## [EXERCISE DETAILS]
Each line of the records that includes "combination" should be found and copied.

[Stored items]
PR #523, opened 2024-02-15
[js-api] Throw consistent exns in "read the imports"

### LINKED ISSUE #521: [js-api] Throw LinkError consistently
The read-the-imports function delegates some cases to ToWebAssemblyValue, which can throw TypeError. But it is expected that all link-time errors produce LinkError. (cf. #498)

takikawa:
Fixes #521. Goes along with #498.

### DIFF
--- a/document/js-api/index.bs
+++ b/document/js-api/index.bs
@@ -370,7 +370,7 @@ A {{Module}} object represents a single WebAssembly module. Each {{Module}} obje
                     1. Throw a {{LinkError}} exception.
                 1. If |valtype| is [=v128=],
                     1. Throw a {{LinkError}} exception.
-                1. Let |value| be [=ToWebAssemblyValue=](|v|, |valtype|). If this operation throws an exception, catch it, and throw a {{LinkError}} exception.
+                1. Let |value| be [=ToWebAssemblyValue=](|v|, |valtype|). If this operation throws a {{TypeError}}, catch it, and throw a {{LinkError}} exception.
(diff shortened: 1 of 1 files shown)


document/js-api/index.bs
```diff
@@ -370,7 +370,7 @@ A {{Module}} object represents a single WebAssembly module. Each {{Module}} obje
                     1. Throw a {{LinkError}} exception.
                 1. If |valtype| is [=v128=],
                     1. Throw a {{LinkError}} exception.
-                1. Let |value| be [=ToWebAssemblyValue=](|v|, |valtype|).
+                1. Let |value| be [=ToWebAssemblyValue=](|v|, |valtype|). If this operation throws an exception, catch it, and throw a {{LinkError}} exception.
```
rossberg, line 373: I wonder if we should be specific to TypeError here. If there is any chance that TWAV could throw another exception (now or in the future), should that also become a LinkError? (Probably not.)

rossberg (approved):

document/js-api/index.bs
takikawa: I think it could make sense to be specific to TypeError, so I pushed that change. I think in practice it shouldn't be possible for TWAV to throw other exceptions at this particular call site currently.

For example, TWAV can throw a SyntaxError if BigInt conversion fails on a string but it should be guarded by the conditions here. But that property isn't immediately apparent either.

rossberg (approved):

PR #7, opened 2025-10-25
Standalone home and other changes

### LINKED ISSUE #5: standalone home-manager
@vic do you think this flake should support standalone home-manager configurations? I don't use it myself, but probably there are people out there that use it

HeitorAugustoLN:
Closes #5

### DIFF
--- a/README.md
+++ b/README.md
@@ -107,8 +107,8 @@ For standalone home-manager configurations (without a NixOS/Darwin host):
 # modules/homes.nix -- see <den>/nix/types.nix for schema.
 {
   # Define standalone home configurations for any system.
-  den.homes.x86-64-linux.vic = {};
-  
+  den.homes.x86_64-linux.vic = {};
+
   # Multiple homes can share the same aspect.
   den.homes.aarch64-darwin.vic = {};
 }


nix/types.nix
```diff
@@ -39,11 +42,13 @@ let
   userType = lib.types.submodule (
     { name, ... }:
     {
+      freeformType = lib.types.attrsOf lib.types.anything;
       options = {
         name = strOpt "user configuration name" name;
         userName = strOpt "user account name" name;
         class = strOpt "home management nix class" "homeManager";
         aspect = strOpt "main aspect name" name;
+        homeManager = nullableStrOpt "home-manager input name override";
```
HeitorAugustoLN: This is here for consistency sakes only, it doesn't get used. Also should inputs be defined as the actual input or just the name?

HeitorAugustoLN: will drop this changes for now

nix/aspects-config.nix
```diff
@@ -18,6 +19,16 @@ let
       };
     };
 
+  homeAspect =
+    home:
+    { aspects, ... }:
+    {
+      ${home.aspect} = {
+        includes = [ (aspects.default.home { inherit home; }) ];
+        homeManager = { };
```
vic: let's use `${home.class}` here instead of hardcoded `homeManager`.

nix/types.nix
```diff
@@ -18,6 +18,7 @@ let
     lib.types.submodule (
       { name, config, ... }:
       {
+        freeformType = lib.types.attrsOf lib.types.anything;
```
vic, line 21: this is awesome! can you please update the README to mention that `host`, `user` and `home` objects have freeforms (people can add whatever attributes they need) and they can be used in aspect provider functions (those registered on `flake.aspects.default.{home,user,host}` ?

nix/flakeModule.nix
```diff
@@ -5,7 +5,9 @@ in
 {
   imports = [
     ./os-config.nix
+    ./home-config.nix
     ./aspects-config.nix
   ];
-  options.den = types.denOption;
+  options.den.hosts = types.hostsOption;
```
vic, line 11: nice!, please also update the readme examples that used `den.<system>` to use `den.hosts.<system>`

nix/home-config.nix
```diff
@@ -0,0 +1,31 @@
...
+        inherit pkgs;
+        modules = [ self.modules.${home.class}.${home.aspect} ];
+      }
+    );
+  };
+
+  homeConfigurations =
+    class: builtins.listToAttrs (map homeConfiguration (builtins.filter (x: x.class == class) homes));
+
+  flake.homeConfigurations = homeConfigurations "homeManager";
```
vic, line 27: this is correct, however it looks like our current flake checks on the default template are not verifying the homeConfiguration. I guess because the default flake has no dependency on homeManager itself, can you please add another module inside `_example` that adds `flake-file.inputs.home-manager` dependency ? so we can properly check the example configuration ?

vic (changes requested):
wow ! looks awesome!

I left some changes request, thank you again :)

vic:
Thank you, @HeitorAugustoLN

PR #8, opened 2025-10-26
support different inputs for nixpkgs, darwin. also add systemManager.

vic:
host and home options now allow setting a custom instantiate function to allow overriding the input or the function used to build the OS/home if people **really** need things like specialArgs

### DIFF
--- a/.github/workflows/test.yml
+++ b/.github/workflows/test.yml
@@ -26,4 +26,7 @@ jobs:
           }
           EOF
           nix run .#write-flake
+          nix flake update den
+          nix run .#write-flake
+          nix flake metadata
           nix flake check


vic:
regarding specialArgs, @HeitorAugustoLN.

vic:
For example some people (like me) that do use homeManager inside a nixos configuration would still like to have a `homeConfiguration.vic@host` so that it can be applied without re-building the whole OS. see: https://github.com/mightyiam/dendritic/discussions/11#discussioncomment-14651266

HeitorAugustoLN:
How does adding specialArgs work?

vic:
I've just documented it at README.

PR #79, opened 2025-11-12
example namespaces and angle-brackets in default template.

vic:
split into several files, more dendritic.


vic:
@xdbr guess what !? Looks like you discovered a bug, haha. Because there was no test exercising the angle brackets syntax. So I just updated our default template in this PR and it uncovered a bug that angle-brackets did not correctly handled namespaces. Fix is already in this commit.

xdbr:
@vic well... i'm happy to help ;) after all, there seems to be value in being an early adopter – plus you get front-row seats ;) looking forward to your fix!

vic:
> @vic well... i'm happy to help ;) after all, there seems to be value in being an early adopter – plus you get front-row seats ;) looking forward to your fix!

already merged, angle-brackets should work now with namespaces. 

I'm not sure about your `"foo.bar"` naming tho, that might cause problems, I'm not sure that <vix/"foo.bar"> is valid nix syntax, I guess it is not.

xdbr:
Sadly, even after pulling the latest update (through `nix flake update`) the fix doesn't (yet) work for me in my [configuration.nix](https://github.com/xdbr/fleet/blob/dev/modules/hosts/barbara.bar/configuration.nix)

Some questions and observations:
- [ ] what exactly is the difference between `imports = [ (inputs.den.namespace "eg" false) ];` and `imports = [ (inputs.den.namespace "eg" true) ];`? I believe the documentation uses `true`?
- [ ] is the full exposition exercised, i.e. the combination of `__findFile`, custom namespace and an `includes` with angle-bracket syntax? 
- [ ] if not, could [igloo.nix](https://github.com/vic/den/blob/f57da63114e2ccc2d465a6dc954192f0eb74d1b3/templates/default/modules/aspects/igloo.nix) potentially be a good place to rewrite into this direction to see if it really works in this kind of setup/situation?
- [ ] also, is there a (technical) possibility to have `__findFile` available automatically? however, this is obviously only a cosmetic improvement, but as far as I can see, apparently it is possible to have a custom namespace automatically in scope, so maybe yes?!

xdbr:
> I'm not sure about your `"foo.bar"` naming tho, that might cause problems, I'm not sure that <vix/"foo.bar"> is valid nix syntax, I guess it is not.

Ah I see – just to mention, I haven't used `<vix/"foo.bar">`-type includes but I can try to see if renaming the aspect helps, just to make sure

vic:
> Sadly, even after pulling the latest update (through `nix flake update`) the fix doesn't (yet) work for me in my [configuration.nix](https://github.com/xdbr/fleet/blob/dev/modules/hosts/barbara.bar/configuration.nix)
> 
> Some questions and observations:
> 
>     * [ ]  what exactly is the difference between `imports = [ (inputs.den.namespace "eg" false) ];` and `imports = [ (inputs.den.namespace "eg" true) ];`? I believe the documentation uses `true`?

The boolean enables the flake output, use `false` for private namespaces. See [here](https://vic.github.io/den/namespaces.html)
 
>     * [ ]  is the full exposition exercised, i.e. the combination of `__findFile`, custom namespace and an `includes` with angle-bracket syntax?

I believe [it](https://github.com/vic/den/blob/main/templates/default/modules/namespace.nix) [is](https://github.com/vic/den/blob/main/templates/default/modules/aspects/defaults.nix).

 
>     * [ ]  if not, could [igloo.nix](https://github.com/vic/den/blob/f57da63114e2ccc2d465a6dc954192f0eb74d1b3/templates/default/modules/aspects/igloo.nix) potentially be a good place to rewrite into this direction to see if it really works in this kind of setup/situation?

Yep. See `defaults.nix` and `alice.nix` which both use __findFile. 
 
>     * [ ]  also, is there a (technical) possibility to have `__findFile` available automatically? however, this is obviously only a cosmetic improvement, but as far as I can see, apparently it is possible to have a custom namespace automatically in scope, so maybe yes?!

It is currently *experimental*, meaning I don't know how well it will play in the long run. That is why it is enabled explicitly by the user at the module level. I would even recommend not using it module-level (as a module arg) but instead a as a let-binding (see alice.nix)

vic:
I'm adding yet more checks to the default template regarding angle brackets.

Just wanted to say, thank you for using den <3, and discovering tests I'm missing, I'll add a couple just to make sure it must work for you.

xdbr:
I'm just genuinely happy to see such a great and well-thought out library/framework (i.e. also including flake-aspects, etc) in this problem space :) – in my opinion this is next-gen stuff and one of the best inventions since sliced bread (as we like to say around here). I'm really looking forward to checking out your latest developments first thing tomorrow morning. Keep cracking, I can't wait!

PR #80, opened 2025-11-12
default template includes routes.nix example and tests with namespaces and angle-brackets.

### LINKED ISSUE #78: outdated `_profile` examples.
they are using the old `userToHost`, etc. meaning that they are not being tested! test them or remove them.

vic:
This also removes outdated `_profile` directory. Closes #78. Instead our default template now includes an `eg/routes.nix` example router and exercises namespaces and angle-brackets, ensuring via tests that they work. 

cc @xdbr


xdbr:
@vic: To me, the new template looks just great! I'm currently putting it to work for my config and will keep you updated on how it goes. The only thing that I would like to add is that the creation of a VM and an xserver is a difficult assumption to make: in my case, for instance, I'm running the whole thing entirely on a headless server so I have to leave all of that out. Ideally, one would make that either optional or build a different template for that? What do you think?

BTW: This entire thing is still growing on me and it's such a huge pleasure! I keep notes on the side about different small things that I would like to share with you some time soon. So far I am the happiest person :)

vic:
Hey @xdbr, I'm so happy that you are happiest person!! haha. Sure, anything you want to share feel free, I'd like to know about your notes and what you have in mind. 

Yep, we could make the VM non-graphical easily, I'll keep that in mind. Please on an issue so I not forget, I believe it is something important. Also, currently I don't have access to a Mac (my old macbook died) so I don't know how VMs work in macs. Anyways, please open an issue for toggling or opt-out from graphical VM.

PR #117, opened 2025-12-11
feat: add inputs' and self' aspects

HeitorAugustoLN:
Adds `inputs'` and `self'` aspects

### DIFF
--- a/modules/aspects/provides/inputs.nix
+++ b/modules/aspects/provides/inputs.nix
@@ -1,0 +1,42 @@
+{ den, withSystem, ... }:
+{
+  den.provides.inputs' = den.lib.parametric {
+    description = ''
+      Provides the `flake-parts` `inputs'` (the flake's `inputs` with system pre-selected)
+      as a top-level module argument. This allows modules to access per-system
+      flake outputs without needing `pkgs.stdenv.hostPlatform.system`.
+
+      ## Usage
+
+          # makes inputs' available to modules in my-aspect
+          den.aspects.my-aspect.includes = [ den._.inputs' ];
+
+          # module implementation
+          { inputs', ... }: {
+            # use inputs' as needed
+          }
+    '';
+
+    includes = [
+      (
+        { host, user, ... }:
+        (withSystem host.system (
+          { inputs', ... }:
+          {
+            ${host.class}._module.args.inputs' = inputs';
+            ${user.class or null}._module.args.inputs' = inputs';
+          }
+        ))
+      )
+      (
+        { home, ... }:
+        (withSystem home.system (
+          { inputs', ... }:
+          {
+            ${home.class}._module.args.inputs' = inputs';
+          }
+        ))
+      )
+    ];
+  };
+}
--- a/modules/aspects/provides/self.nix
+++ b/modules/aspects/provides/self.nix
@@ -1,0 +1,42 @@
+{ den, withSystem, ... }:
+{
+  den.provides.self' = den.lib.parametric {
+    description = ''
+      Provides the `flake-parts` `self'` (the flake's `self` with system pre-selected)
+      as a top-level module argument. This allows modules to access per-system
+      flake outputs without needing `pkgs.stdenv.hostPlatform.system`.
+
+      ## Usage
+
+          # makes self' available to modules in my-aspect
+          den.aspects.my-aspect.includes = [ den._.self' ];
+
+          # module implementation
+          { self', ... }: { 
+            # use self' as needed
+          }
+    '';
+
+    includes = [
+      (
+        { host, user, ... }:
+        (withSystem host.system (
+          { self', ... }:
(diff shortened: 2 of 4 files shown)


vic:
Hey, thanks for the PR!

- I'm currently trying to decouple as much as possible from flake-parts and trying to reduce dependencies on it and its idioms. In the future I'd like den to be able to work without flakes and without flake-parts, so people using den will be able to choose if using flake-parts, or just evalModules like [dendritic-unflake](https://github.com/vic/dendritic-unflake) does or [falake](https://codeberg.org/FrdrCkII/falake). 

- What is the specific use for `self'` or `inputs'` in this PR ? I mean, if people can use the module-system to have access both of them why should Den include them as this PR does? 

I'm still working on decoupling flake-file from flakes (using [unflake](https://codeberg.org/goldstein/unflake)) but will keep this open and take a more deeper look later.

vic:
Den has a test suite now, and each feature is tested. Could you provide a test that shows it is NOT possible to use `inputs'`/`self'` unless we merge this PR ?

HeitorAugustoLN:
It is really not possible currently, but yeah, it won't be supported for configurations that aren't using flake-parts, so I will just use `inputs.input.packages.${host.system}.package`

vic:
Can you show me an example of where you are trying to use it and are unable to ? How about using `withSystem` instead ? 

We currently depend on `withSystem`, see https://github.com/vic/den/blob/3ec43279b5afea898737238a75178079bf91d606/modules/config.nix#L31

HeitorAugustoLN:
> Can you show me an example of where you are trying to use it and are unable to?

I can use it in perSystem or by using withSystem, so if I want to use it in an aspect I would have to use withSystem, but then it would be too verbose.

I currently have one use case that is basically importing my wrapped neovim from another flake with `home.packages = [ inputs'.neovim.packages.default ];`. since I haven't migrated yet to a dendritic approach, I use specialArgs in https://github.com/HeitorAugustoLN/nix-config/blob/1741a49777865cd1472ba3ad3d207b3dfe9c1abe/flake/configurations.nix#L139-L166

vic:
I haven't tried it but if `withSystem` gives you access to `inputs'` could we have a simple aspect that just exposes it ? 

I'd prefer if we made something like this possible:

```
{ withSystem, ... }: {
  den.aspects.provide-system-self = {
    _module.args.self' = (withSystem { self', ... }: self');
  };
}
```

But we extending a module that is included in all aspects, so all have access to this `self'` , what do you think ? 


In other words: being able to contribute to a module that is part of all aspects ? Is it `den.default` ?

modules/aspects/provides/inputs.nix
```diff
@@ -0,0 +1,41 @@
+{ den, withSystem, ... }:
+let
+  description = ''
+    Provides the `flake-parts` `inputs'` (the flake's inputs with system pre-selected)
```
vic: 👍 You are awesome, I like this a lot, `den.provides.inputs` is an opt-in feature for people who uses flake-parts.

vic: Not sure about the name, but I like it.

HeitorAugustoLN:
I am having some difficulty with the aspects lol, but I might have figured it out

modules/aspects/provides/self.nix
```diff
@@ -0,0 +1,47 @@
...
+          }
+    '';
+    __functor =
+      _:
+      let
+        inject =
+          context:
+          withSystem context.system (
+            { self', ... }:
+            {
```
vic: Try this: 

```
{ self', ... }:
{ class, ... }: {
  ${class}._module.args.self' = self';
}
```

~you wont need context anymore~.

HeitorAugustoLN:
Fixed the aspect issue, any thoughts on why it fails on darwin?

HeitorAugustoLN:
Ok, I understood what went wrong, the host and home we are checking is x86_64-linux only, when we run it through perSystem it uses its respective system such as aarch64-darwin, but the host and home still uses the same system as before

vic:
Awesome! I'm merging this!

Can I ask for another favor ? Please update the wiki documentation just so we have a way for people to discover `den._.inputs'` and `den._.self'`. 

Thanks!

HeitorAugustoLN:
Where is it?

vic:
Here: https://github.com/vic/den/wiki (it was private haha)

vic:
Get published on any file change at https://den.oeiuwq.com/

HeitorAugustoLN:
Ok!

HeitorAugustoLN:
I improved the descriptions of these aspects in #118, also I am not able to edit the wiki apparently

vic:
Oh, Ok. I'll update then wiki tomorrow then. Thanks so much I'll also merge #118

PR #119, opened 2025-12-13
add base module for user/host/home configs

vic:
Allows users to have a base module for home/host/user definitions:

```nix

den.base.host = {
  # applies to all den.hosts.<system>.<name>
  # use it to define options all hosts might have.
};

den.base.user = { ... } # included in all den.hosts.<system>.<name>.users.<user>

den.base.home = { ... } # included in all den.homes.<system>.<name>

den.base.conf = { ... } # included in ANY host / user / home config.
```

Checkout tests for a working example of this feature.

### DIFF
--- a/modules/_types.nix
+++ b/modules/_types.nix
@@ -26,6 +26,8 @@ let
       { name, config, ... }:
       {
         freeformType = lib.types.attrsOf lib.types.anything;
+        imports = [ den.base.host ];
+        config._module.args.host = config;
         options = {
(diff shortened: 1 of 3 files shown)


HeitorAugustoLN:
Really cool! I was a bit confused about this at first when reading the PR title, thinking it was basically `den.default`. But then I understood this is for the submodules for each definition of a host/user/home

vic:
Yep, this is cool. Feature was request by @CarlosZ at zulipchat.

PR #128, opened 2025-12-29
Refactor unfree aspect to use a module

Shawn8901:
This allows the aspect to be included in other aspects and compose all unfree packages that are defined.

:warning:  I just have tested the code for nixos and home-manager (as module) definitions.

### Context:
I want to use `<den/unfree>` in multiple aspects and have their defined packages to combined to one large `allowUnfreePredicate`.

That allows to define the unfree packages in the aspects near their usage and not on the respective class definition (e.G. the host).

Here an example on my tryout repo where i am currently exploring how to build my configs with den.

This defines an unfree predicate for vscode and the respective addons:

https://github.com/Shawn8901/dend_test/blob/main/modules/aspects/cfg/desktop/coding.nix

This defines my printer

https://github.com/Shawn8901/dend_test/blob/main/modules/aspects/cfg/printer.nix#L6

Both are later on then used in the host pointalpha together, whilst the printer aspect is not used on my zenbook.

### Possible workarounds

* Gather unfree packages by hand and define them once on a class
* use `nixpkgs.config.allowUnfree = true`

### Other resources

Discussion on zulip https://oeiuwq.zulipchat.com/#narrow/channel/548534-den/topic/feat-idea.20composable.20unfree.20batteries/with/564892231

Actual "root issue" why predicates are not combine/composable by default https://github.com/NixOS/nixpkgs/issues/197325

### Possible Todos

~One issue i found is, that it does not play well with setting~
```nix
 nixos.home-manager.useGlobalPkgs = true;
```
~as its setting a `nixpkgs.config.allowUnfreePredicate` even tho its not allowed when using `useGlobalPkgs` in homeManager class.~
~This should just be done if `useGlobalPkgs` is set to false, tho i am not yet fully confident how to set that condition correctly with den.~
Might have found a reasonable solution for that, see https://github.com/vic/den/pull/128#discussion_r2656546800

### DIFF
--- a/templates/examples/flake.lock
+++ b/templates/examples/flake.lock
@@ -22,11 +22,11 @@
     },
     "den": {
       "locked": {
-        "lastModified": 1763707606,
-        "narHash": "sha256-l9v3NNdKj3GJvV5LhzsWDs4Sl2bg0tuKNFFkMeFvUWo=",
+        "lastModified": 1767645236,
+        "narHash": "sha256-VMrWett3fWRb0hQh9K1JUC3zV2OlV4zOajFZHGr1GPw=",
         "owner": "vic",
         "repo": "den",
-        "rev": "8164e0d89c59839d67757bc9a1fb61770dc6e8b7",
+        "rev": "e7837daa0ea0f03fba62a2653ce16314a7d9d1c8",
         "type": "github"
       },
       "original": {
--- a/templates/examples/modules/_example/ci/unfree.nix
+++ b/templates/examples/modules/_example/ci/unfree.nix
@@ -1,6 +1,25 @@
 { den, ... }:
+
+let
+  codeAspect = {
+    includes = [ (den._.unfree [ "vscode" ]) ];
+    homeManager.programs.vscode.enable = true;
+  };
+  discordAspect = {
+    includes = [
+      (den._.unfree [ "discord" ])
+    ];
+    homeManager =
+      { pkgs, ... }:
+      {
+        home.packages = [ pkgs.discord ];
+      };
+  };
+in
 {
-  # cam uses unfree vscode.
-  den.aspects.cam.homeManager.programs.vscode.enable = true;
-  den.aspects.cam.includes = [ (den._.unfree [ "vscode" ]) ];
+  # cam uses unfree vscode and discord loaded from different aspects.
+  den.aspects.cam.includes = [
+    codeAspect
+    discordAspect
+  ];
 }


modules/aspects/provides/unfree/unfree-predicate-builder.nix
```diff
@@ -0,0 +1,89 @@
...
+          ${user.class}.imports = [
+            unfreeComposableModule
+            (
+              { config, osConfig, ... }:
+              {
+                nixpkgs.config.allowUnfreePredicate =
+                  if (!osConfig.home-manager.useGlobalPkgs) then
+                    (pkg: builtins.elem (lib.getName pkg) config.unfree.packages)
+                  else
+                    null;
```
Shawn8901: with that set, i try to avoid

```
evaluation warning: shawn profile: You have set either `nixpkgs.config` or `nixpkgs.overlays` while using `home-manager.useGlobalPkgs`.
                    This will soon not be possible. Please remove all `nixpkgs` options when using `home-manager.useGlobalPkgs`.
```

vic:
Hey, @Shawn8901 

Thanks a lot for this. All den features have tests in templates/examples/, see existing ones under ci/ directory. Could you please make sure we have at least a test that ensures the unfree aspect works as you intend ?

Shawn8901:
I have altered the unfree case to over the new changes. I hope that is okay, but as the whole logic now changes i thought that is a the best solution.

I had thought about adding extra checks to evaluate the unfreePredicate, tho if it would not compose the unfree package list it either should fail on building `vscode` or `discord` as then just one should be contained in the unfree package list.

Should i also add an extra case for having it as `nixosConfiguration`s?

vic:
your changes look good, updating the previous test is correct .

Shawn8901:
Thx for the feedback.
I'll check the ci failure later, today evening

Shawn8901:
> Thx for the feedback. I'll check the ci failure later, today evening

I hope the CI issue should be fixed now

modules/aspects/provides/unfree/unfree-predicate-builder.nix
```diff
@@ -0,0 +1,93 @@
...
+  unfreeComposableModule.options.unfree = {
+    packages = lib.mkOption {
+      type = lib.types.listOf lib.types.str;
+      default = [ ];
+    };
+  };
+
+  aspect = den.lib.parametric.exactly {
+    inherit description;
+    includes = [
```
vic, line 40: can we move these three included aspects to be let bindings so our includes array is short and references them ?

vic:
awesome work @Shawn8901!, looking good, just added a minor comment.

modules/aspects/provides/unfree/unfree-predicate-builder.nix
Shawn8901: Yeah, i hope its changed in the expected way :slightly_smiling_face:

Shawn8901:
let me inherit den.lib also in the prefix builder

edit: done

vic:
Thanks @Shawn8901

PR #132, opened 2026-01-28
Fix a single letter typo in vm.nix comment

nikolai-in:
Really important typo fix, probably the most important typo fix ever, all of my friends say so, so it must be true.


vic:
thank you!

PR #142, opened 2026-02-06
Simplify default template

vic:
This will help people getting started. 

Our old default template is now named example, as it provides some layout structure users can consider but it is not enforced at all.

Also renamed examples template to be CI now. since it is used for running all tests.


Buttars:
This example fails `nix flake check` with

## [ANSWER TO THIS EXERCISE]
- [ ] is the full exposition exercised, i.e. the combination of `__findFile`, custom namespace and an `includes` with angle-bracket syntax? 
>     * [ ]  is the full exposition exercised, i.e. the combination of `__findFile`, custom namespace and an `includes` with angle-bracket syntax?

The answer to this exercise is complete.